┌──
PR #1676, opened 2019-11-26
[NETBEANS-3458] Fixed compiler warnings concerning rawtypes Performer

mklaehn:
There are compiler warnings about rawtype usage with a Performer like the following
```
   [repeat] .../platform/openide.awt/src/org/openide/awt/ContextAction.java:461: warning: [rawtypes] found raw type: Performer
   [repeat]                 Performer l = (Performer)obj;
   [repeat]                 ^
   [repeat]   missing type arguments for generic class Performer<Data>
   [repeat]   where Data is a type-variable:
   [repeat]     Data extends Object declared in class Performer
```


mklaehn:
Merging (1 approval without comment requesting a change in the last eight days)

PR #1677, opened 2019-11-26
[NETBEANS-3459] Fixed compiler warnings concerning rawtypes TargetPan…

mklaehn:
…elProvider

There are compiler warnings about rawtype usage with a TargetPanelProvider like the following
```
   [repeat] .../ide/target.iterator/src/org/netbeans/modules/target/iterator/api/TargetChooserPanel.java:218: warning: [rawtypes] found raw type: TargetPanelProvider
   [repeat]         for (TargetPanelProvider targetPanelProvider : providers) {
   [repeat]              ^
   [repeat]   missing type arguments for generic class TargetPanelProvider<T>
   [repeat]     T extends Object declared in interface TargetPanelProvider
```


mklaehn:
Merging (1 approval without comment requesting a change in the last eight days)

PR #2314, opened 2020-08-15
Switch http://repo1.maven.org to HTTPS

lkishalmi:
This is just a simple search and replace in the whole project, may fix some tests/ functionalities.


lkishalmi:
Fixed the commit message. The change is quite trivial it seems the CI liked it. @neilcsmith-net it is on you whether you would like to include this on 12.1 or not. What I see it shouldn't do any wrong as http url calls would return 501, it shall improve the code, but those are mostly tests, documentation. The real impact is on the GlassFish, Payara support for some javadoc and Maven support for checking if the central repository can be added or not.

PR #2322, opened 2020-08-22
Avoiding use of Nashorn (removed in JDK 15) in J2SE multi-module proj…

jlahoda:
…ects by re-writing the JavaScript code into Java.

Testing would be appreciated!


lkishalmi (approved):
Well, interesting approach.
Though just skimmed through, if it works, let's have this integrated.

PR #2326, opened 2020-08-23
[NETBEANS-4627] FlatLaf: fix wrong background color of search result table in Find Tasks Editor

DevCharly:
Simple fix for https://issues.apache.org/jira/browse/NETBEANS-4627

Before:

image

After:

image


neilcsmith-net:
Need to roll another beta for NPE fix, so inclined to think this might be a good, safe fix to squeeze in?

lkishalmi:
Property file change.It's safe.

neilcsmith-net:
@lkishalmi yes, thanks, why considering. My comment was meant more as a heads up that we could squeeze this in because we need another beta anyway - didn't really need the question mark. :smile:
└──
DESCRIPTION OF THE TASK -
Output every record verbatim.

ANSWER BELOW -
PR #1676, opened 2019-11-26
[NETBEANS-3458] Fixed compiler warnings concerning rawtypes Performer

mklaehn:
There are compiler warnings about rawtype usage with a Performer like the following
```
   [repeat] .../platform/openide.awt/src/org/openide/awt/ContextAction.java:461: warning: [rawtypes] found raw type: Performer
   [repeat]                 Performer l = (Performer)obj;
   [repeat]                 ^
   [repeat]   missing type arguments for generic class Performer<Data>
   [repeat]   where Data is a type-variable:
   [repeat]     Data extends Object declared in class Performer
```


mklaehn:
Merging (1 approval without comment requesting a change in the last eight days)

PR #1677, opened 2019-11-26
[NETBEANS-3459] Fixed compiler warnings concerning rawtypes TargetPan…

mklaehn:
…elProvider

There are compiler warnings about rawtype usage with a TargetPanelProvider like the following
```
   [repeat] .../ide/target.iterator/src/org/netbeans/modules/target/iterator/api/TargetChooserPanel.java:218: warning: [rawtypes] found raw type: TargetPanelProvider
   [repeat]         for (TargetPanelProvider targetPanelProvider : providers) {
   [repeat]              ^
   [repeat]   missing type arguments for generic class TargetPanelProvider<T>
   [repeat]     T extends Object declared in interface TargetPanelProvider
```


mklaehn:
Merging (1 approval without comment requesting a change in the last eight days)

PR #2314, opened 2020-08-15
Switch http://repo1.maven.org to HTTPS

lkishalmi:
This is just a simple search and replace in the whole project, may fix some tests/ functionalities.


lkishalmi:
Fixed the commit message. The change is quite trivial it seems the CI liked it. @neilcsmith-net it is on you whether you would like to include this on 12.1 or not. What I see it shouldn't do any wrong as http url calls would return 501, it shall improve the code, but those are mostly tests, documentation. The real impact is on the GlassFish, Payara support for some javadoc and Maven support for checking if the central repository can be added or not.

PR #2322, opened 2020-08-22
Avoiding use of Nashorn (removed in JDK 15) in J2SE multi-module proj…

jlahoda:
…ects by re-writing the JavaScript code into Java.

Testing would be appreciated!


lkishalmi (approved):
Well, interesting approach.
Though just skimmed through, if it works, let's have this integrated.

PR #2326, opened 2020-08-23
[NETBEANS-4627] FlatLaf: fix wrong background color of search result table in Find Tasks Editor

DevCharly:
Simple fix for https://issues.apache.org/jira/browse/NETBEANS-4627

Before:

image

After:

image


neilcsmith-net:
Need to roll another beta for NPE fix, so inclined to think this might be a good, safe fix to squeeze in?

lkishalmi:
Property file change.It's safe.

neilcsmith-net:
@lkishalmi yes, thanks, why considering. My comment was meant more as a heads up that we could squeeze this in because we need another beta anyway - didn't really need the question mark. :smile:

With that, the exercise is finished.